Records from a data collection
= = = = = = =

PR #153, opened 2026-06-14
feat: opaque sym_<hex> symbol handle; drop ephemeral symbol_id from the wire (#149)

### LINKED ISSUE #149: Wire contract: drop ephemeral symbol_id, make logical_symbol_id an opaque `sym_<hex>` handle

skakri:
Implements the wire-contract change specced in #149.

## What changed

The MCP/CLI wire exposed two symbol ids, both footguns:
- **`symbol_id`** — autoincrement rowid, reassigned on every reindex (dogfooded: 875582→875938 after a one-line edit), so it could never be cached safely across an edit.
- **`logical_symbol_id`** — stable but a ~6×10¹⁸ number; decimal-string-serialized (#130) yet still *number-shaped*, inviting `parseInt` → silent 2⁵³ rounding.

Now: **one opaque, stable handle on the wire; the ephemeral rowid never leaves the engine.** Clean break, no transitional support.

- **`serde_big_id::sym_handle` / `sym_handle_opt`** — `logical_symbol_id` crosses serde as an opaque **`sym_<hex>`** token (hex of the u64 bits, lossless for any i64). Deserialize accepts **only** the token, so a stale numeric id passed by habit fails loudly. Replaces the now-dead `big_id` (deleted).
- **`symbol_id` is internal-only** — `#[serde(skip_serializing)]` on every output struct (`SymbolHit`, `LogicalSymbol{Hit,Member,Variant}`, `SymbolImportance`, graph query echoes, `ImpactSurfaceQuery`, memory binding), removed from the MCP arg structs, and `#[serde(skip_deserializing)]` on the memory bind input. It stays the rowid + FK target in-process.
- **`important_symbols`** now emits `logical_symbol_id` too (LEFT JOIN `logical_symbol_members`), so every symbol-returning result carries a usable handle.

## Granularity (as decided in #149)

The handle addresses the *logical* symbol; per-cfg-body wire addressing is gone (overloads/different-signature symbols still get distinct handles). `resolution: "exact"` on the handle returns the whole group's edges — the realistic query. `ffi_surface` is unaffected (it emits qualified-name strings, never an id).

## Docs + tests

- `docs/mcp-tools.md` + `AGENTS.md`: handle described; `symbol_id` documented as gone from the wire; examples use `sym_<hex>`.
- `serde_big_id` tests: token round-trip (incl. negative/`i64::MIN`/MAX), reject bare number / missing prefix.
- The MCP disambiguation test round-trips the handle through `find_callers` / `compare_graph_to_text` / `papertrail_for_symbol` and asserts candidates carry no `symbol_id` and a `sym_`-prefixed handle. Schema test asserts the selector schema lacks `symbol_id`.

Full core (421) + mcp (20) + CLI suites green; clippy + nightly-fmt clean.

Closes #149

### DIFF
--- a/.gitignore
+++ b/.gitignore
@@ -1,2 +1,5 @@
 .rag-rat/
 target/
+
+# Plans/specs are kept on disk for review, never committed (see dont-commit-plans).
+docs/plans/
--- a/AGENTS.md
+++ b/AGENTS.md
@@ -27,10 +27,12 @@ Reach for these first:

= = = = = = =

- BRIEF
Return every entry exactly.

- ANSWER FOR THE TASK
PR #153, opened 2026-06-14
feat: opaque sym_<hex> symbol handle; drop ephemeral symbol_id from the wire (#149)

### LINKED ISSUE #149: Wire contract: drop ephemeral symbol_id, make logical_symbol_id an opaque `sym_<hex>` handle

skakri:
Implements the wire-contract change specced in #149.

## What changed

The MCP/CLI wire exposed two symbol ids, both footguns:
- **`symbol_id`** — autoincrement rowid, reassigned on every reindex (dogfooded: 875582→875938 after a one-line edit), so it could never be cached safely across an edit.
- **`logical_symbol_id`** — stable but a ~6×10¹⁸ number; decimal-string-serialized (#130) yet still *number-shaped*, inviting `parseInt` → silent 2⁵³ rounding.

Now: **one opaque, stable handle on the wire; the ephemeral rowid never leaves the engine.** Clean break, no transitional support.

- **`serde_big_id::sym_handle` / `sym_handle_opt`** — `logical_symbol_id` crosses serde as an opaque **`sym_<hex>`** token (hex of the u64 bits, lossless for any i64). Deserialize accepts **only** the token, so a stale numeric id passed by habit fails loudly. Replaces the now-dead `big_id` (deleted).
- **`symbol_id` is internal-only** — `#[serde(skip_serializing)]` on every output struct (`SymbolHit`, `LogicalSymbol{Hit,Member,Variant}`, `SymbolImportance`, graph query echoes, `ImpactSurfaceQuery`, memory binding), removed from the MCP arg structs, and `#[serde(skip_deserializing)]` on the memory bind input. It stays the rowid + FK target in-process.
- **`important_symbols`** now emits `logical_symbol_id` too (LEFT JOIN `logical_symbol_members`), so every symbol-returning result carries a usable handle.

## Granularity (as decided in #149)

The handle addresses the *logical* symbol; per-cfg-body wire addressing is gone (overloads/different-signature symbols still get distinct handles). `resolution: "exact"` on the handle returns the whole group's edges — the realistic query. `ffi_surface` is unaffected (it emits qualified-name strings, never an id).

## Docs + tests

- `docs/mcp-tools.md` + `AGENTS.md`: handle described; `symbol_id` documented as gone from the wire; examples use `sym_<hex>`.
- `serde_big_id` tests: token round-trip (incl. negative/`i64::MIN`/MAX), reject bare number / missing prefix.
- The MCP disambiguation test round-trips the handle through `find_callers` / `compare_graph_to_text` / `papertrail_for_symbol` and asserts candidates carry no `symbol_id` and a `sym_`-prefixed handle. Schema test asserts the selector schema lacks `symbol_id`.

Full core (421) + mcp (20) + CLI suites green; clippy + nightly-fmt clean.

Closes #149

### DIFF
--- a/.gitignore
+++ b/.gitignore
@@ -1,2 +1,5 @@
 .rag-rat/
 target/
+
+# Plans/specs are kept on disk for review, never committed (see dont-commit-plans).
+docs/plans/
--- a/AGENTS.md
+++ b/AGENTS.md
@@ -27,10 +27,12 @@ Reach for these first:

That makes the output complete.